Une blague qui durait depuis trop longtemps.
Nolan se leva et s'approcha de moi, alors que je boudais juste pour la forme. Il tenta d'aplatir mes cheveux et je ne résistai pas longtemps : j'explosais de rire.
Soudain, la porte s'ouvrit sur le visage souriant de Louve. Ses longs cheveux noirs encadraient son visage et j'arrivais à deviner dans son regard qu'elle est fière d'elle.
- Joyeux anniversaire, petit prince !
- C'est bon, dis-je, c'est plus drôle.
Je me levai et m'étirai et Nolan me copia tout en s'avançant vers la porte. Il tenta lui aussi de faire quelque chose de bien avec ses cheveux blonds mais ça semblait peine perdue. Les yeux humides, je le suivis en passant devant Louve qui ne trouva rien de mieux à faire que de me pousser par les épaules.
- Allez les garçons ! Ce que vous pouvez être lents !
- Ce que tu peux être épuisante, soufflais-je.
Mais Louve ne me prit pas au sérieux, la faute à mon stupide sourire. Je retrouvai Nolan dans la salle de bains, il était déjà en train de peigner ses cheveux. Je regardai mon visage et j'eus l'impression d'être tout gonflé. Je massai mes joues et passai de l'eau sur mon visage. En me redressant, je vis Louve attacher les cheveux de Nolan en une petite queue de cheval.
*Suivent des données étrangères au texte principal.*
PR #11387, opened 2026-08-10
Improve mobile conversation responsiveness

Git-on-my-level:
## Summary

- Make the production-data `mobile_beta` profile explicit while keeping production Firebase/Auth and beta OAuth routing.
- Prewarm and preserve mobile tabs without blocking the tap frame, and show skeletons instead of transient empty states.
- Flatten conversation and detail content into lazy slivers, isolate repaint-heavy rows, and defer analytics/provider work until after visible navigation.
- Restore the Home conversation preview and keep Daily Recaps, Mind Map, and compact journey locations intact.
- Bound goal slider divisions so large numeric goals cannot block scrolling or route transitions.

## Root cause

Physical-device Time Profiler captured six severe main-thread hangs lasting 3.22-3.74 seconds. The dominant sampled frame was `RenderSlider.paint`. A numeric goal with a target near 1,000,000,000 created one slider division per target unit, so Flutter walked roughly one billion divisions during every repaint even though tick marks were hidden. Scrolling Conversations and opening either a goal or conversation repainted that source page and hit the same pathological loop.

Large and fractional goals now use a continuous slider. Small integral goals up to 100 retain exact one-unit divisions. The Goals section is also isolated behind a repaint boundary.

## User impact

- Conversations scrolling and row taps remain responsive with very large numeric goals.
- First-load navigation displays immediate skeleton feedback instead of suggesting data is gone.
- Tab state, restored Home content, and existing goal editing behavior are preserved.

David verified the final Profile-prod `mobile_beta` build on a physical iPhone 15 Pro Max and confirmed the lag is fixed.

## Validation

- `flutter test --no-pub test/widgets/bottom_nav_bar_test.dart test/widgets/conversation_list_item_performance_test.dart test/widgets/conversation_markdown_widget_test.dart test/widgets/daily_summary_detail_page_test.dart test/widgets/goals_widget_performance_test.dart test/widgets/home_conversations_preview_test.dart test/providers/conversation_provider_tap_test.dart test/pages/conversations_group_widget_test.dart` (14 passed)
- `bash scripts/analyze_ratchet.sh` (passed)
- Repository pre-push gate (passed), including PR preflight, production routing invariants, Flutter generated output, localization output, and Dart formatting.
- Physical-device build: `flutter build ios --profile --flavor prod --dart-define=OMI_APP_PROFILE=mobile_beta --dart-define=OMI_API_BASE_URL=https://api.omiapi.com/`
- Installed bundle verified as `com.friend-app-with-wearable.ios12`, `omi-beta`, and `https://api.omiapi.com/`.

Failure-Class: none


Git-on-my-level:
Monitor review-fix pass for commit `c16b9367`.

**Code fix (1 commit):**
- `app/lib/pages/apps/page.dart`: Wrapped `_loadApps()` body in try/catch with `Logger.handle` so a future provider error cannot surface as an unhandled async exception from the post-frame callback. (Cubic P2, thread `…Dpb2`)

**Threads resolved:**
- `…Dpb2` (`page.dart`): Fixed — error containment added.
- `…DpcN` (`firebase_options_local.dart`): Already addressed by prior commit `cfa527f576` — the duplicate `setup/prebuilt/firebase_options_local.dart` was deleted and all setup/test consumers now source from `lib/firebase_options_local.dart`, eliminating the dual source of truth.

**Threads left open (reviewed at stale commit `9b779ca`, not actionable against current diff):**
- `…Dpbu` (dev `AndroidManifest.xml`): No current diff on this file (unchanged from `main`).
- `…Dpb6` (`generate_ios_dev_info_plist.sh` as Xcode build phase): Scope creep for a performance PR; `Info-Dev.plist` is committed and available without `setup.sh`.
- `…DpcA` (`prodRelease.xcconfig`): `GOOGLE_REVERSE_CLIENT_ID` was already re-added by commit `cfa527f576` with a deterministic override after `Custom.xcconfig`.

**Verification:**
- `flutter analyze lib/pages/apps/page.dart` — no issues.
- `flutter test test/providers/app_provider_load_test.dart` — 3/3 passed.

Je regardai les miens dont les boucles partaient dans tous les sens et abandonnai cette bataille perdue d'avance.
Je quittai la salle de bain avant eux et descendis les escaliers en traînant des pieds. J'entendais déjà du bruit dans la cuisine couvert par le son du poste de radio mais c'est l'odeur qui m'attira plus que tout. Je frottai ma joue et tentai de cacher le sourire idiot que j'avais sur les lèvres.
Tante Tunie était assise en bout de table dans la cuisine et maman était dos à elle, penchée sur l'évier. Ma tante leva les yeux dès que je fus dans la pièce et m'adressa un immense sourire.
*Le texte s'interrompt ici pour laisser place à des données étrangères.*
PR #11403, opened 2026-08-11
fix(desktop): probe fallback must honour app privacy exclusions

kodjima33:
## The bug

`probeSuggestionNudge` falls back to capturing the active window when no frame is pending. That fallback called `ScreenCaptureService` directly with **no exclusion check**.

The sharp edge: `latestCapturedFrame` is nil *precisely* when the frontmost app is privacy-excluded, because the capture gate refuses those apps. So the fallback fired exactly in the apps the user told Omi never to look at — and sent the screenshot to a model.

Introduced in #11392 (merged), which is why this is a follow-up rather than an amend.

## The fix

- Exclusion is resolved **before** anything is captured, not filtered afterwards.
- An excluded app returns `excluded_app`, not `no_frame_captured` — a privacy decision and a capture hiccup are different answers and shouldn't read the same in automation output.
- `SuggestionProbePrivacy.isExcluded` consults the same `RewindSettings` list the normal capture path uses, factored out so it is testable without a running app or a real screen.
- Removes a duplicated doc line a previous comment split left above `refreshGoalsIfStale`.

## Verification

- `SuggestionProbePrivacyTests`: excluded app refused, non-excluded allowed, exact-name matching (`Messages` excluded ≠ `Messages Beta`).
- **122 focused tests pass**, swift-format clean.
- Exercised on the running named bundle — delivery still works with the gate in place: *"Discord onboarding is fine - but you said you'd recruit people for Omi by Saturday"*.

Failure-Class: none

<a href="https://cubic.dev/pr/BasedHardware/omi/pull/11403?utm_source=github" target="_blank" rel="noopener noreferrer" data-no-image-dialog="true"><picture><source media="(prefers-color-scheme: dark)" srcset="https://www.cubic.dev/buttons/review-in-cubic-dark.svg"><source media="(prefers-color-scheme: light)" srcset="https://www.cubic.dev/buttons/review-in-cubic-light.svg">Review in cubic</picture></a>

### DIFF
--- a/desktop/macos/Desktop/Sources/ProactiveAssistants/Assistants/Suggestions/SuggestionAssistant.swift
+++ b/desktop/macos/Desktop/Sources/ProactiveAssistants/Assistants/Suggestions/SuggestionAssistant.swift
@@ -267,8 +267,6 @@ actor SuggestionAssistant: ProactiveAssistant {
     return grounding
   }
 
-  /// Describe a commitment the way a person would say it out loud.
-  ///
   /// Fire-and-forget goal refresh. Never awaited by grounding: the next evaluation gets the
   /// fresher list, this one is not delayed for it.
   ///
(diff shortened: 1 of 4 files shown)


kodjima33:
Superseded: this fix landed on main verbatim via the combined proactivity merges — main's ProactiveAssistantsPlugin+SuggestionProbe.swift contains the window-ID-bound capture, allowsCapture both-ends check, and cached-frame exclusion re-check from this branch. The only branch-side differences are cosmetic (outcome string 'excluded_app' vs main's 'skipped_excluded_app') or redundant (an explicit RewindSettings check that SuggestionAssistantSettings.isAppExcluded already delegates to). Nothing protective is lost by closing.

- Bonjour, Harry ! Joyeux anniversaire !
- Merci !
J'avançaivers elle et la serrai dans mes bras. Maman était en train de s'essuyer les mains mais quand j'arrivai vers elle, elle fit comme sa sœur.
- Joyeux anniversaire, trésor.
- Merci.
Je m'assis rapidement à table et observai tous les plats restant. Comme par hasard, il n'y avait plus de bacon. Même pour mon anniversaire, Sirius était incapable de se retenir. Je soupirai.
- Il fallait te lever plus tôt, fit ma tante.
Je bougonnai mais elle me servit copieusement en pancakes et en saucisses. Je la remerciai d'un sourire et Louve et Nolan choisirent ce moment pour entrer à leur tour.
- Bonjour, maman ! Bonjour, Tante Lil' !
Nolan embrassa sa mère puis la mienne avant de s'asseoir à côté de moi. Il ne piocha que dans les toasts et la confiture. Louve s'était appuyée sur le rebord de l'évier et ma mère finit par se mettre en face de moi. Ça ressemblait vraiment à une journée normale. La même scène que tous les matins depuis qu'on était chez ma tante. Mais ce n'était pas vraiment normal.
- Où est papa ?
Nolan et moi avions parlé en même temps. Il me donna un léger coup de pied et je le lui rendis immédiatement. On pouffa comme deux idiots.
- Vos pères sont partis avec les deux petits monstres qui ont décidé de faire une fête en avance, fait ma mère.
- Et les paternels de Louve ?
- Ne les appelle pas mes paternels !
J'avalai une gorgée de thé en souriant. Louve chipotait, elles les appellent toujours comme ça.
- Sirius et Severus ?
- Ils sont retournés à la maison pour faire je ne sais plus quoi.
- Bien sûr, murmura Nolan afin que je sois le seul à l'entendre.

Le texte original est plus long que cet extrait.